Para o efeito, alegam, em resumo, o seguinte:
- De acordo com notícias divulgadas, nos dias 18 e 19 de Setembro de 2004, pelos jornais … e … e pelos canais de televisão …, …, RTP 1 e RTP 2, o Requerido Ministro do Ambiente tinha a intenção de proceder à demolição de 4 moradias, sitas no Parque Nacional da Arrábida, «com inicio na próxima semana»;
- Ainda segundo tais notícias, algumas dessas casas situam-se na …;
- Por sua vez, em entrevista concedida à … pelo Primeiro-Ministro, foram confirmadas as informações veiculadas nos já aludidos meios de comunicação social, esclarecendo aquele, ainda, que se «tratava de dar cumprimento a decisões do STJ, relativamente às quais já há muito tempo o Ministério Público reclamava os meios necessários para as poder executar»;
- Sucede que entre essas casas se encontram as habitações permanentes das aqui Requerentes;
- Sendo que contra elas correm processos judiciais, ainda pendentes, no Tribunal da Comarca de Setúbal;
- É, por isso, patente que os processos em causa ainda não estão concluídos, não se encontrando, assim, reunidos os pressupostos legais para as anunciadas demolições;
- Ora, dada a qualidade funcional dos Requeridos, as Requerentes não podem deixar de considerar como sérias as declarações veiculadas nos órgãos de comunicação social, no sentido da demolição das suas casas;
- Só que, tais demolições, a ocorrerem sem existência do competente título executivo, violariam os seus direitos e garantias essenciais, perturbando o regular funcionamento da Justiça e atentando contra o princípio da separação de poderes, deste modo pondo em causa os princípios do Estado Democrático;
- São, por isso, obrigadas a aceder à via judiciária com o objectivo de obter o decretamento do pedido de intimação que aqui formulam, como única via de obviar a uma lesão iminente e irreversível de direitos e garantias constitucionalmente consagradas.

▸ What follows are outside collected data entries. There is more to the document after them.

Issue #9, opened 2016-09-14
Rename image from openjdk8 to openjdk


meltsufin:

meltsufin:
Done in #15.

Issue #8, opened 2016-09-14
Default docker image version label should contain a unique build id


meltsufin:

joakime:
commit id hashes are not unique enough.
the same commit id will be in many branches and pull requests.

you can still have collisions in the docker image tags and deployed uris (for testing)

meltsufin:
@joakime What makes you say that the git commit hash is not unique enough? If you build by checking out a specific commit, wouldn't it always build from the exact same source?

PR #10, opened 2016-09-15
Issues #8 and #9 improve docker image names and tags

gregw:
This is a speculative PR for #8 and #9 to start continue the discussion of how we want the
image names and tags to be.

This now builds an image with the following tags (currently with SNAPSHOT):
 - openjdk:8
 - openjdk:8u102
 - openjdk:8u102-1-SNAPSHOT
 - openjdk:8u102-1-SNAPSHOT-2016-09-15_01_31
 - openjdk:8u102-2016-09-15_01_31
 - openjdk:latest

This allows a dependent image to use:

 - the latest version of openjdk
 - the latest version of openjdk:8
 - the latest build of a specific version of openjdk:8u102
 - a specific build of a specific version of openjdk:8u102-1-SNAPSHOT by version
 - a specific build of a specific version of openjdk:8u102-2016-09-15_01_31 by timestamp
 - a specific build of a specific version of openjdk:8u102-1-SNAPSHOT-2016-09-15_01_31 by version and timestamp

The version is now just a single digit release number and if future we could expect multiple
versions of java to be built under a single release number:

 - openjdk:8u108-42-2017-02-01_12_00
 - openjdk:8u108-42
 - openjdk:8u108
 - openjdk:8
 - openjdk:9u2-42-2017-02-01_12_01
 - openjdk:9u2-42
 - openjdk:9u2
 - openjdk:9

It may be a bit over the top having both release number and timestamp, but tags are cheap!

### DIFF
--- a/logging/pom.xml
+++ b/logging/pom.xml
@@ -21,7 +21,7 @@
   <parent>
     <groupId>com.google.cloud.runtimes</groupId>
     <artifactId>openjdk-parent</artifactId>
-    <version>0.1.0-SNAPSHOT</version>
+    <version>1-SNAPSHOT</version>
     <relativePath>../pom.xml</relativePath>
   </parent>
   <name>Google App Engine Logging Support</name>
--- a/openjdk8/pom.xml
+++ b/openjdk8/pom.xml
@@ -67,8 +67,6 @@
             <configuration>
               <imageName>openjdk</imageName>
 	      <imageTags>
-	        <imageTag>${docker.tag.prefix}${openjdk8.version}-${project.version}-${maven.build.timestamp}</imageTag>
-	        <imageTag>${docker.tag.prefix}${openjdk8.version}-${project.version}</imageTag>
 	        <imageTag>${docker.tag.prefix}${openjdk8.version}-${maven.build.timestamp}</imageTag>
 	        <imageTag>${docker.tag.prefix}${openjdk8.version}</imageTag>
 	        <imageTag>${docker.tag.prefix}8</imageTag>
@@ -85,8 +83,6 @@
 	    <configuration>
 	      <imageName>openjdk</imageName>
 	      <imageTags>
-	        <imageTag>${docker.tag.prefix}${openjdk8.version}-${project.version}-${maven.build.timestamp}</imageTag>
-	        <imageTag>${docker.tag.prefix}${openjdk8.version}-${project.version}</imageTag>
 	        <imageTag>${docker.tag.prefix}${openjdk8.version}-${maven.build.timestamp}</imageTag>
 	        <imageTag>${docker.tag.prefix}${openjdk8.version}</imageTag>
 	        <imageTag>${docker.tag.prefix}8</imageTag>
--- a/openjdk8/pom.xml
+++ b/openjdk8/pom.xml
@@ -67,11 +67,11 @@
             <configuration>
               <imageName>openjdk</imageName>
 	      <imageTags>
-	        <imageTag>${openjdk8.version}-${project.version}-${maven.build.timestamp}</imageTag>
-	        <imageTag>${openjdk8.version}-${project.version}</imageTag>
-	        <imageTag>${openjdk8.version}-${maven.build.timestamp}</imageTag>
-	        <imageTag>${openjdk8.version}</imageTag>
-	        <imageTag>8</imageTag>
+	        <imageTag>${docker.tag.prefix}${openjdk8.version}-${project.version}-${maven.build.timestamp}</imageTag>
+	        <imageTag>${docker.tag.prefix}${openjdk8.version}-${project.version}</imageTag>
+	        <imageTag>${docker.tag.prefix}${openjdk8.version}-${maven.build.timestamp}</imageTag>
+	        <imageTag>${docker.tag.prefix}${openjdk8.version}</imageTag>
+	        <imageTag>${docker.tag.prefix}8</imageTag>
 	      </imageTags>
               <dockerDirectory>${project.build.directory}/docker</dockerDirectory>
             </configuration>
@@ -85,11 +85,11 @@
 	    <configuration>
 	      <imageName>openjdk</imageName>
 	      <imageTags>
-	        <imageTag>${openjdk8.version}-${project.version}-${maven.build.timestamp}</imageTag>
-	        <imageTag>${openjdk8.version}-${project.version}</imageTag>
-	        <imageTag>${openjdk8.version}-${maven.build.timestamp}</imageTag>
-	        <imageTag>${openjdk8.version}</imageTag>
-	        <imageTag>8</imageTag>
+	        <imageTag>${docker.tag.prefix}${openjdk8.version}-${project.version}-${maven.build.timestamp}</imageTag>
+	        <imageTag>${docker.tag.prefix}${openjdk8.version}-${project.version}</imageTag>
+	        <imageTag>${docker.tag.prefix}${openjdk8.version}-${maven.build.timestamp}</imageTag>
+	        <imageTag>${docker.tag.prefix}${openjdk8.version}</imageTag>
+	        <imageTag>${docker.tag.prefix}8</imageTag>
 	      </imageTags>
 	    </configuration>
 	  </execution>
--- a/openjdk8/pom.xml
+++ b/openjdk8/pom.xml
@@ -21,7 +21,7 @@
   <parent>
     <groupId>com.google.cloud.runtimes</groupId>
     <artifactId>openjdk-parent</artifactId>
-    <version>0.1.0-SNAPSHOT</version>
+    <version>1-SNAPSHOT</version>
     <relativePath>../pom.xml</relativePath>
   </parent>
   <name>Google App Engine Image for OpenJDK (openjdk8)</name>
@@ -65,9 +65,13 @@
               <goal>build</goal>
             </goals>
             <configuration>
-              <imageName>openjdk8</imageName>
+              <imageName>openjdk</imageName>
 	      <imageTags>
-	        <imageTag>${docker.tag}</imageTag>
+	        <imageTag>${openjdk8.version}-${project.version}-${maven.build.timestamp}</imageTag>
+	        <imageTag>${openjdk8.version}-${project.version}</imageTag>
+	        <imageTag>${openjdk8.version}-${maven.build.timestamp}</imageTag>
+	        <imageTag>${openjdk8.version}</imageTag>
+	        <imageTag>8</imageTag>
 	      </imageTags>
               <dockerDirectory>${project.build.directory}/docker</dockerDirectory>
             </configuration>
@@ -79,9 +83,13 @@
 	      <goal>removeImage</goal>
 	    </goals>
 	    <configuration>
-	      <imageName>openjdk8</imageName>
+	      <imageName>openjdk</imageName>
 	      <imageTags>
-	        <imageTag>${docker.tag}</imageTag>
+	        <imageTag>${openjdk8.version}-${project.version}-${maven.build.timestamp}</imageTag>
+	        <imageTag>${openjdk8.version}-${project.version}</imageTag>
+	        <imageTag>${openjdk8.version}-${maven.build.timestamp}</imageTag>
+	        <imageTag>${openjdk8.version}</imageTag>
+	        <imageTag>8</imageTag>
 	      </imageTags>
 	    </configuration>
 	  </execution>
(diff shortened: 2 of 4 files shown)


gregw:
@meltsufin thoughts?

joakime:
I would have expected to see `openjdk:{branch}` as some sort of option too.

This will pay benefits when we get into CI with PR builds, as it should also make `openjdk:PR-#` images (not stepping on the toes of the normal builds)

meltsufin:
I like that Maven has the `maven.build.timestamp` property that we can use. I was thinking that by default we should only tag with a fully qualified tag, potentially including the branch, as Joakim suggests -- something like `openjdk:{jdk_version}-{branch}-{project_version}-{build_timestamp}`. Adding additional tags or retagging would be part of the release process.

I'm still unsure of including both project version and build timestamp in the version tag. We should probably standardize on one or the other, or something different like the git commit hash.

aslo:
@meltsufin I agree that we should default to fully qualified tags, though I'm not sure about the format you proposed.

I think `openjdk:{jdk_version}-{project_version}-{build_timestamp}` would be fine. Since commits can appear on more than one branch, I don't think `branch` really belongs as part of the format. I believe @joakime was just suggesting using `openjdk:{branch}` as a full tag, which would be useful in a CI environment.

joakime:
A docker tag is sufficient, yes.

Just have to be careful to keep the CI systems builds separate enough to not overlap between the docker build and docker tag steps.

Eg (example timeline):

  - build master/4 - docker build openjdk:latest
  - build issue-8/1 - docker build openjdk:latest
  - build master/4 - docker tag openjdk:latest openjdk:master
  - build issue-8/1 - docker tag openjdk:latest openjdk:issue-8

In this case, the `openjdk:master` will not be what is expected if we allow parallel builds to improperly to share a common local docker images repository.

This is more of an issue with a proper CI setup.  

But it helps to have the `openjdk:{branch}` tag creation be part of the build.
Suggestion:  do this as a automatic maven build profile.  if property ... uhm ... `DOCKER_BRANCH_TAG` exists, use it to create a docker tag.

gregw:
I've added ${docker.tag.prefix}, which is currently set to empty string, but you can build with:
```
mvn -Ddocker.tag.prefix=test- install
```
and add a prefix to all tags generated:
```
[2043] docker images
REPOSITORY                          TAG                                      IMAGE ID            CREATED             SIZE
openjdk                             latest                                   9ab10aacdfc3        29 seconds ago      549.1 MB
openjdk                             test-8                                   9ab10aacdfc3        29 seconds ago      549.1 MB
openjdk                             test-8u102                               9ab10aacdfc3        29 seconds ago      549.1 MB
openjdk                             test-8u102-1-SNAPSHOT                    9ab10aacdfc3        29 seconds ago      549.1 MB
openjdk                             test-8u102-1-SNAPSHOT-2016-09-15_21_35   9ab10aacdfc3        29 seconds ago      549.1 MB
openjdk                             test-8u102-2016-09-15_21_35              9ab10aacdfc3        29 seconds ago      549.1 MB
```

gregw:
Oh0 I just noticed that @meltsufin suggested the branch tag part to be after the java version... let me swap this...

gregw:
Note that I've got a [branch of jetty-runtime](https://github.com/jetty-project/gcloud-jetty-runtime/tree/master-openjdk-8-9) ready with the matching changes that results in images like:
```
jetty:latest
jetty:9
jetty:9.3.8.v20160314  
jetty:9.3.8.v20160314-1-SNAPSHOT 
jetty:9.3.8.v20160314-1-SNAPSHOT-2016-09-16_04_33  
jetty:9.3.8.v20160314-2016-09-16_04_33  
```

But I'll hold off making the PR until we decide if `version-build-timestamp` is too much or too little.

If I was to drop any of these, it would be the `version-timestamp`   So we would be left with releases looking like:
```
openjdk:             latest
openjdk:             8
openjdk:             8u102
openjdk:             8u102-1
openjdk:             8u102-1-2016-09-15_21_35
jetty:                   latest
jetty:                   9
jetty:                   9.3.8.v20160314  
jetty:                   9.3.8.v20160314-1 
jetty:                   9.3.8.v20160314-1-2016-09-16_04_33  
```

meltsufin:
@gregw For Jetty, don't we want a tag like `jetty: 9.3` as well?

gregw:
@joakime probably.   I've added to the branch and created the PR now: https://github.com/GoogleCloudPlatform/jetty-runtime/pull/44

meltsufin:
I'm thinking we can eliminate the `project.version` part altogether from the image version tags, if we're relying on time-stamps there.

joakime:
Don't get rid of the `${project.version}` specific docker tag, that's the most useful one for coordinating with other runtime builds, such as https://github.com/GoogleCloudPlatform/jetty-runtime

pure timestamp tags are fine for manual builds and testing of bugs though, so I'm happy to continue seeing that as an option.

meltsufin:
@joakime can't we just rely on `:latest` for those chained CI builds, assuming the builds are scoped to a specific project anyway?
Generally, I think, Jetty image will depend on a time-stamped version of the openjdk image so that we can get reproducible builds.

joakime:
If we have multiple branches active, then `:latest` has no meaning anymore.

We also have non-docker artifacts, from this openjdk-runtime build, in the maven repository system with the same `${project.version}` identifier.

It would be easiest to tie together the openjdk (branch) --> jetty-runtime (branch) via the build's version identifier for both the docker and non-docker artifacts.

gregw:
@meltsufin this has been updated as we discussed and this and the jetty-runtime are hopefully good to merge.     

As we get closer to release, I think we should consider the profiles, also perhaps dropping the jetty version timestamp version... not sure what value that adds other than pedantics.

gregw:
PRs currently build the following tags:
```
REPOSITORY                          TAG                                           IMAGE ID            CREATED             SIZE
jetty                               9                                             bca783d7c26c        3 minutes ago       618.1 MB
jetty                               9.3                                           bca783d7c26c        3 minutes ago       618.1 MB
jetty                               9.3.8                                         bca783d7c26c        3 minutes ago       618.1 MB
jetty                               9.3.8-2016-09-22_00_25                        bca783d7c26c        3 minutes ago       618.1 MB
jetty                               9.3.8.v20160314                               bca783d7c26c        3 minutes ago       618.1 MB
jetty                               9.3.8.v20160314-2016-09-22_00_25              bca783d7c26c        3 minutes ago       618.1 MB
jetty                               latest                                        bca783d7c26c        3 minutes ago       618.1 MB
jetty                               9.3.8.v20160314-2016-09-22_00_22              bac5c81fd0b0        7 minutes ago       618.1 MB
openjdk                             8                                             93ed8fd58c74        11 minutes ago      591.4 MB
openjdk                             8u102                                         93ed8fd58c74        11 minutes ago      591.4 MB
openjdk                             8u102-2016-09-22_00_14                        93ed8fd58c74        11 minutes ago      591.4 MB
openjdk                             latest                                        93ed8fd58c74        11 minutes ago      591.4 MB
```

gregw:
@joakime it is a good point that you make about non-docker artefacts.   
Is it possible to use the datestamp as the maven version?   

Perhaps we can have a version number like 2016.9.22.0.22 that matches a tag of 2016-09-22_00_22?

Anyway, I'd still like to get this PR merged now-ish so we at least get close to the final names/tags and we can open another issue to discuss how maven artefacts will be versioned and any profiles that we may need.

meltsufin:
@gregw I don't think we need the minor version parts like `v20160314` in jetty and `u102` in openjdk version tags because we will only release one minor version at a time. Also, I think we need to encode the JRE version somehow in our tags. I think the list of tags should be as follows:

```
REPOSITORY                          TAG                                           IMAGE ID            CREATED             SIZE
jetty                               9                                             bca783d7c26c        3 minutes ago       618.1 MB
jetty                               9.3                                           bca783d7c26c        3 minutes ago       618.1 MB
jetty                               9.3.8                                         bca783d7c26c        3 minutes ago       618.1 MB
jetty                               9-jre8                                        bca783d7c26c        3 minutes ago       618.1 MB
jetty                               9.3-jre8                                      bca783d7c26c        3 minutes ago       618.1 MB
jetty                               9.3.8-jre8                                    bca783d7c26c        3 minutes ago       618.1 MB
jetty                               9.3.8-jre8-2016-09-22_00_25                   bca783d7c26c        3 minutes ago       
jetty                               latest                                        bca783d7c26c        3 minutes ago       618.1 MB
openjdk                             8                                             93ed8fd58c74        11 minutes ago      591.4 MB
openjdk                             8-2016-09-22_00_14                            93ed8fd58c74        11 minutes ago      591.4 MB
openjdk                             latest                                        93ed8fd58c74        11 minutes ago      591.4 MB
```

joakime:
Note: the official openjdk image from hub.docker.com has the "u102" portion on the tags.

See: https://hub.docker.com/_/openjdk/

gregw:
@meltsufin the openjdk `u102` and the jetty `v20160314` are not equivalent.  The jetty date stamp is indeed entirely redundant information and only included in our release version for procedural stuff. I definitely agree that it can be dropped.

The `u102` on the other hand is very important version information and there are definite dependencies on specific versions of the JDK - eg the ALPN implementation is dependent on specific openjdk instances.  It is thus very important to be able to depend on that tag - to be more specific than any jre 8 version and less specific than a timestamped full version.

It is probably a good idea to include the openjdk version in the jetty image tag because it may be that users wish to upgrade to a new JVM without changing jetty version, or to bisect a bug between two JVM versions.   Thus I believe it should be:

1. 2 O Primeiro-Ministro, tendo respondido, estrutura a sua defesa nos seguintes e resumidos termos:
- Uma vez que as Requerentes não aduzem elementos de natureza substantiva susceptíveis de consideração, não tendo, inclusivamente, demonstrado o preenchimento dos requisitos que permitem a utilização deste meio processual, a sua atenção irá incidir sobre “questões formais”;
- Assim é que, desde logo, importa realçar que o meio processual utilizado é impróprio face ao peticionado;
- Com efeito, estamos em face de um pedido típico de uma providência cautelar, não pretendendo as Requerentes obter uma decisão de fundo ou sobre o mérito da questão em litigio, antes procurando assegurar o tempo suficiente para que as sentenças a proferir nos processos em curso nos “tribunais comuns” possam manter utilidade;
- Ora, de acordo com o n º1, do artigo 109º do CPTA a intimação serve para impor providências (ou a sua ausência) que impliquem uma decisão de fundo;
- Acresce que as Requerentes não indicaram qual a posição jurídica que têm por ameaçada, limitando-se ao que apelidam de defesa de “direitos e garantias essenciais”, o que não é manifestamente suficiente e que, novamente, leva à já referida impropriedade do meio processual utilizado;
- Por outro lado, também ficou por demonstrar que, no caso em análise, fosse insuficiente a tutela cautelar, designadamente, através do decretamento provisório de medidas já por si provisórias;
- Finalmente, é patente a sua ilegitimidade passiva, uma vez que carece de competência para às supostas demolições, sendo que as atribuições relativas à demolição de edificações construídas ilegalmente em parques naturais são exercidas pelo Ministro do Ambiente e do Ordenamento do Território.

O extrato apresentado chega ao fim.